Irony Helps Toxic Ideas Spread Online

A recent study from the University of Exeter reveals that irony has evolved into a potent conduit for the dissemination of pernicious ideas within online spaces.

Researchers contend that the employment of irony is on the rise in contemporary politics and radical virtual communities, as it aids individuals in comprehending and navigating significant political and economic transformations.

Concepts, jests, memes, and imagery have emerged as catalytic forces propelling new social movements, becoming intricately intertwined with the ascent of the alt-right.

A key role

According to the study, delving into the realm of irony can shed light on the cohesive mechanisms behind influential political coalitions, such as the Brexit campaign, even when participants hail from disparate backgrounds or ideological frameworks. Irony, the study posits, possesses the capacity to elucidate the mobilization of political movements, possessing the power to rally individuals and instill commitment towards emergent, ambiguous, equivocal, contentious, or paradoxical ideas.

Irony generates a fervor and vitality that significantly impacts individuals’ convictions, transforming them from mere propositions into unwavering beliefs, imbuing them with a sense of potentiality, and compelling people to take action.

The research team conducted an examination of irony across diverse groups, encompassing realms like Black American abolitionist literature, contemporary Black Lives Matter activism in Ghana, the so-called alt-right, the reverence towards Greece’s socialist party PASOK, and the fervently pro-gun, millenarian Boogaloo Bois.

Challenging the status quo

“Irony enables people to critique the crippling political and economic restructuring of their worlds, to navigate an uncertain present, and to reorient toward the future,” the researchers explain. “Contemporary economic governance, entrenched inequality, growing social complexity, and the breakdown of established political certainties make it harder to imagine plausible near futures and trace political cause and effect.”

Many individuals engaged in campaigns, activism, and political leadership find themselves increasingly challenged when it comes to devising effective strategies and envisioning societal changes that do not necessitate complete upheaval.

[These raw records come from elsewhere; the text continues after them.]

PR #655, opened 2018-05-11
Add algebird-generic module to work with shapeless

johnynek:
This is a long overdue algbird shapeless module.

For now, it gives instances for semigroup, monoid, group and ring, but it could also give some nice combinators on Aggregator, which I will send in a follow up.

### DIFF
--- a/algebird-shapeless/src/main/scala/com/twitter/algebird/shapeless/EquivOrdering.scala
+++ b/algebird-shapeless/src/main/scala/com/twitter/algebird/shapeless/EquivOrdering.scala
@@ -1,0 +1,40 @@
+package com.twitter.algebird.shapeless
+
+import shapeless._
+
+object EquivOrdering extends EquivOrdering1 {
+  implicit def hconsOrdering[A, B <: HList](implicit
+    la: Lazy[Ordering[A]],
+    b: Ordering[B]): Ordering[A :: B] =
+    new Ordering[A :: B] {
+      val a = la.value
+      def compare(x: A :: B, y: A :: B): Int = {
+        val c = a.compare(x.head, y.head)
+        if (c == 0) b.compare(x.tail, y.tail) else c
+      }
+    }
+
+  implicit val hnilOrdering: Ordering[HNil] =
+    new Ordering[HNil] {
+      def compare(x: HNil, y: HNil): Int = 0
+      override def equiv(a: HNil, b: HNil) = true
+    }
+
+  implicit def genericOrdering[A, Repr](implicit gen: Generic.Aux[A, Repr], r: Ordering[Repr]): Ordering[A] =
+    r.on(gen.to _)
+}
+
+abstract class EquivOrdering1 {
+
+  implicit def hconsEquiv[A, B <: HList](implicit la: Lazy[Equiv[A]], b: Equiv[B]): Equiv[A :: B] =
+    new Equiv[A :: B] {
+      val a = la.value
+      def equiv(x: A :: B, y: A :: B): Boolean =
+        a.equiv(x.head, y.head) && b.equiv(x.tail, y.tail)
+    }
+
+  implicit def genericEquiv[A, Repr](implicit gen: Generic.Aux[A, Repr], r: Equiv[Repr]): Equiv[A] =
+    new Equiv[A] {
+      def equiv(left: A, right: A) = r.equiv(gen.to(left), gen.to(right))
+    }
+}
--- a/algebird-shapeless/src/main/scala/com/twitter/algebird/shapeless/HListSum.scala
+++ b/algebird-shapeless/src/main/scala/com/twitter/algebird/shapeless/HListSum.scala
@@ -1,0 +1,14 @@
+package com.twitter.algebird.shapeless
+
+import shapeless._
+import shapeless.ops.hlist.ToList
+import com.twitter.algebird._
+
+object HListSum {
+  def sum[L <: HList, T](hlist: L)(implicit toList: ToList[L, T], m: Monoid[T]): T =
+    m.sum(toList(hlist))
+
+  def sum1[L <: HList, T](cons: T :: L)(implicit toList: ToList[L, T], s: Semigroup[T]): T =
+    // this get can never fail because there is at least one item
+    s.sumOption(cons.head :: toList(cons.tail)).get
+}
--- a/algebird-shapeless/src/main/scala/com/twitter/algebird/shapeless/Instances.scala
+++ b/algebird-shapeless/src/main/scala/com/twitter/algebird/shapeless/Instances.scala
@@ -1,0 +1,126 @@
+package com.twitter.algebird.shapeless
+
+import shapeless._
+import com.twitter.algebird._
+
+object Shapeless extends Shapeless3 {
+
+  implicit val hnilRing: Ring[HNil] =
+    new ConstantRing(HNil)
+
+}
+
+abstract class Shapeless3 extends Shapeless2 {
+  /**
+   * Pairwise ring for arbitrary heterogenuous lists (HList).
+   */
+  implicit def hconsRing[A, B <: HList](implicit
+    la: Lazy[Ring[A]],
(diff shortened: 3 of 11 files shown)


algebird-shapeless/src/main/scala/com/twitter/algebird/shapeless/EquivOrdering.scala
```diff
@@ -0,0 +1,40 @@
+package com.twitter.algebird.shapeless
+
+import shapeless._
+
+object EquivOrdering extends EquivOrdering1 {
+  implicit def hconsOrdering[A, B <: HList](implicit
+    la: Lazy[Ordering[A]],
+    b: Ordering[B]): Ordering[A :: B] =
```
travisbrown-stripe: Isn't it usually the tail where you need to worry about the divergence checker?

algebird-shapeless/src/main/scala/com/twitter/algebird/shapeless/Instances.scala
```diff
@@ -0,0 +1,126 @@
...
+object Shapeless extends Shapeless3 {
+
+  implicit val hnilRing: Ring[HNil] =
+    new ConstantRing(HNil)
+
+}
+
+abstract class Shapeless3 extends Shapeless2 {
+  /**
+   * Pairwise ring for arbitrary heterogenuous lists (HList).
```
travisbrown-stripe: Nitpick: there are [two ways](https://github.com/milessabin/shapeless/issues/233) to spell the h-word but this isn't one of them. 😄

algebird-shapeless/src/main/scala/com/twitter/algebird/shapeless/EquivOrdering.scala
```diff
@@ -0,0 +1,40 @@
+package com.twitter.algebird.shapeless
```
travisbrown-stripe: I know (from experience) that people are going to complain about the following not doing what you might expect:
```scala
import com.twitter.algebird._
import shapeless._
```

I'd probably call the package `generic` or `derivation` to avoid the whole issue. I really wish Shapeless would use a proper package path.

MansurAshraf:
I know its not ideal but is it possible to shade shapeless jar... its painful using Circe on Spark because spark is using an old version of shapeless and I suspect same thing will happen with this module

https://github.com/circe/circe/issues/713

johnynek:
@MansurAshraf if you shade the jar it is not useful except for Generic, which we already have macros for in core.

I think you just can't use the module, right? What could be done about it?

algebird-shapeless/src/main/scala/com/twitter/algebird/shapeless/HListSum.scala
```diff
@@ -0,0 +1,14 @@
...
+
+import shapeless._
+import shapeless.ops.hlist.ToList
+import com.twitter.algebird._
+
+object HListSum {
+  def sum[L <: HList, T](hlist: L)(implicit toList: ToList[L, T], m: Monoid[T]): T =
+    m.sum(toList(hlist))
+
+  def sum1[L <: HList, T](cons: T :: L)(implicit toList: ToList[L, T], s: Semigroup[T]): T =
```
travisbrown-stripe: I find the following little confusing. Given:

```scala
import com.twitter.algebird.Monoid
import shapeless.{ ::, HNil }

abstract class Base { def x: Int }
case class Foo(x: Int) extends Base
object Base {
  implicit val baseMonoid: Monoid[Base] =
    Monoid.from[Base](Foo(0))((a, b) => Foo(a.x + b.x))
}
```
And then:
```scala
scala> import com.twitter.algebird.shapeless.HListSum
import com.twitter.algebird.shapeless.HListSum

scala> val l = Foo(1) :: (Foo(2): Base) :: HNil
l: shapeless.::[Foo,shapeless.::[Base,shapeless.HNil]] = Foo(1) :: Foo(2) :: HNil

scala> HListSum.sum(l)
res0: this.Lub = Foo(3)

scala> HListSum.sum1(l)
<console>:16: error: could not find implicit value for parameter toList: shapeless.ops.hlist.ToList[shapeless.::[Base,shapeless.HNil],Foo]
       HListSum.sum1(l)
                    ^
```
I _think_ switching the order of the type parameters would fix it (?).

travisbrown-stripe (commented):
This looks reasonable to me, apart from some minor things noted below and the fact that I really do see this as a problem:

```scala
import com.twitter.algebird.Monoid
import com.twitter.algebird.Operators._
import com.twitter.algebird.shapeless.Shapeless._

case class Foo(x: Int)

object Foo {
  implicit val fooMonoid: Monoid[Foo] = 
    Monoid.from(Foo(1))((a, b) => Foo(a.x * b.x))
}

object Bar {
  val result = Foo(1) + Foo(1) // Foo(2)
}
```
…especially since it's not to hard to avoid with the export pattern.

travisbrown-stripe:
@MansurAshraf Shading the Shapeless jar would cause problems for us here, because we want to use this in conjunction with other libraries (like [scrooge-shapes](https://github.com/stripe/scrooge-shapes)) that provide generic instances.

algebird-shapeless/src/main/scala/com/twitter/algebird/shapeless/EquivOrdering.scala
johnynek: yeah, not really sure that is needed at all... probably insufficiently reviewed internally.

Should we add the Lazy if it is not needed? I really don't know when it is (e.g. it must not be here, since we are not using it on the tail).

travisbrown-stripe: @oscar I think this might be causing the failures on 2.10? Checking now…

algebird-shapeless/src/main/scala/com/twitter/algebird/shapeless/HListSum.scala
johnynek: how did you even discover that?

I'll add a test and try to fix it.

algebird-shapeless/src/main/scala/com/twitter/algebird/shapeless/EquivOrdering.scala
johnynek: yeah, I hit this myself. Generic would be consistent with circe, right? derivation is your custom macros, right?

travisbrown-stripe: Yeah, `generic` would be consistent with circe, and I think it'd have my vote.

algebird-shapeless/src/main/scala/com/twitter/algebird/shapeless/EquivOrdering.scala
travisbrown-stripe: Hmm, swapping the `Lazy` from heads to tails everywhere doesn't fix 2.10. Taking a look now.,

travisbrown-stripe: Removing the `Lazy` altogether makes at least the `Semigroup` one compile. My guess is some lingering version of [this bug](https://github.com/milessabin/shapeless/issues/367)—I can try to minimize this weekend and open a Shapeless issue.

johnynek:
side note @MansurAshraf you can use circe-derivation and not use shapeless. You know that right?

PS: spark is holding the whole fucking community hostage.

johnynek:
@travisbrown-stripe I changed to generic, fixed the spelling, added some tests. 2.10 still fails.

travisbrown:
Oh, right, the 2.10 failure is probably just a matter of a missing Paradise plugin.

travisbrown-stripe:
👍

At some point I think it'd be good to have tests that fail without the `Lazy`s, but I don't think we need to hold up this PR for that.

The employment of irony provides a means for individuals to confront political problems and advocate for certain ideals, even when confronted with a disorienting sense of existential uncertainty. Although the exact nature of these ideals may not be entirely apparent, irony enables the formation of political collectives and facilitates their alignment towards a shared objective.

Grappling with change

Moreover, irony possesses the capacity to bring together emerging collectives that are not driven by unequivocal convictions but rather by partial certainties that offer speculative avenues for progress in a world undergoing tumultuous transformations.

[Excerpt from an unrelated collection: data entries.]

PR #656, opened 2018-05-12
Use scalafmt to test formatting after running tests

johnynek:
remove scala reform, add scalafmt not automatic, but as part of the CI.

The first PR should fail before I run fmt, then we will see if it succeeds.


johnynek:
I'm just going to merge this if it is green. It is only formatting changes.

“By playing with incongruity between text and subtext, or between points of view, irony provides new ways of making meaning and make sense of a fraught, contradictory world. Irony can provoke strong feelings, ranging from laughter, to disorientation, to the camaraderie that comes from being in on the joke, particularly among political movements that have significantly taken shape online,” the researchers conclude.

“To participate in such communities does not require one to ‘believe’ in any specific ideology. The effervescent pleasure in participation comes from the experience of being part of a living language community, which is always evolving through the innovation of new vernacular.”